PR #1336, opened 2023-09-13
include deployment status in deploy API response

Zhangxunmt:
### Description
This is to add deployment status with minimum impact to the current code and API workflows. Verified it works with local environment. 

# Before this change: 
POST /_plugins/_ml/models/mUFIL4kB4ubqQRzeKvr1/_deploy

sample response for remote model
{
  "task_id": "OP5JL4kB28KP1SGMupr3",
  "status": "CREATED"
}

This is ridiculous - deploying a remote model doesn't need to be asyncrhonize. I need to see the deployment status right away without sending another API request to query the Task Id!

# After this change: 
POST /_plugins/_ml/models/mUFIL4kB4ubqQRzeKvr1/_deploy

sample response for remote model
{
  "task_id": "OP5JL4kB28KP1SGMupr3",
  "task_type" : "DEPLOY_MODEL"
  "status": "COMPLETED"
}

For non remote models, the response will be 
{
  "task_id": "OP5JL4kB28KP1SGMupr3",
  "task_type" : "DEPLOY_MODEL"
  "status": "CREATED"
}

If the deployment fails, the response will send back the error message right away.

### DIFF
--- a/plugin/src/main/java/org/opensearch/ml/action/deploy/TransportDeployModelAction.java
+++ b/plugin/src/main/java/org/opensearch/ml/action/deploy/TransportDeployModelAction.java
@@ -213,9 +213,14 @@ public class TransportDeployModelAction extends HandledTransportAction<ActionReq
                         mlTaskManager.createMLTask(mlTask, ActionListener.wrap(response -> {
                             String taskId = response.getId();
                             mlTask.setTaskId(taskId);
+                            if (algorithm == FunctionName.REMOTE) {
+                                mlTaskManager.add(mlTask, nodeIds);
+                                deployRemoteModel(mlModel, mlTask, localNodeId, eligibleNodes, deployToAllNodes, listener);
+                                return;
+                            }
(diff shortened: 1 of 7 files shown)


plugin/src/main/java/org/opensearch/ml/action/deploy/TransportDeployModelAction.java
```diff
@@ -23,6 +23,8 @@
 import java.util.Set;
 import java.util.stream.Collectors;
 
+import javax.swing.*;
```
b4sjoo, line 26: Can we avoid to import `javax.swing.*` here?

Zhangxunmt: Good catch! Removed this redundant line in the refresh!

b4sjoo (approved):

jngz-es (approved):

****************

Could you repeat every record above exactly as it stands?

**Written answer**:
PR #1336, opened 2023-09-13
include deployment status in deploy API response

Zhangxunmt:
### Description
This is to add deployment status with minimum impact to the current code and API workflows. Verified it works with local environment. 

# Before this change: 
POST /_plugins/_ml/models/mUFIL4kB4ubqQRzeKvr1/_deploy

sample response for remote model
{
  "task_id": "OP5JL4kB28KP1SGMupr3",
  "status": "CREATED"
}

This is ridiculous - deploying a remote model doesn't need to be asyncrhonize. I need to see the deployment status right away without sending another API request to query the Task Id!

# After this change: 
POST /_plugins/_ml/models/mUFIL4kB4ubqQRzeKvr1/_deploy

sample response for remote model
{
  "task_id": "OP5JL4kB28KP1SGMupr3",
  "task_type" : "DEPLOY_MODEL"
  "status": "COMPLETED"
}

For non remote models, the response will be 
{
  "task_id": "OP5JL4kB28KP1SGMupr3",
  "task_type" : "DEPLOY_MODEL"
  "status": "CREATED"
}

If the deployment fails, the response will send back the error message right away.

### DIFF
--- a/plugin/src/main/java/org/opensearch/ml/action/deploy/TransportDeployModelAction.java
+++ b/plugin/src/main/java/org/opensearch/ml/action/deploy/TransportDeployModelAction.java
@@ -213,9 +213,14 @@ public class TransportDeployModelAction extends HandledTransportAction<ActionReq
                         mlTaskManager.createMLTask(mlTask, ActionListener.wrap(response -> {
                             String taskId = response.getId();
                             mlTask.setTaskId(taskId);
+                            if (algorithm == FunctionName.REMOTE) {
+                                mlTaskManager.add(mlTask, nodeIds);
+                                deployRemoteModel(mlModel, mlTask, localNodeId, eligibleNodes, deployToAllNodes, listener);
+                                return;
+                            }
(diff shortened: 1 of 7 files shown)


plugin/src/main/java/org/opensearch/ml/action/deploy/TransportDeployModelAction.java
```diff
@@ -23,6 +23,8 @@
 import java.util.Set;
 import java.util.stream.Collectors;
 
+import javax.swing.*;
```
b4sjoo, line 26: Can we avoid to import `javax.swing.*` here?

Zhangxunmt: Good catch! Removed this redundant line in the refresh!

b4sjoo (approved):

jngz-es (approved):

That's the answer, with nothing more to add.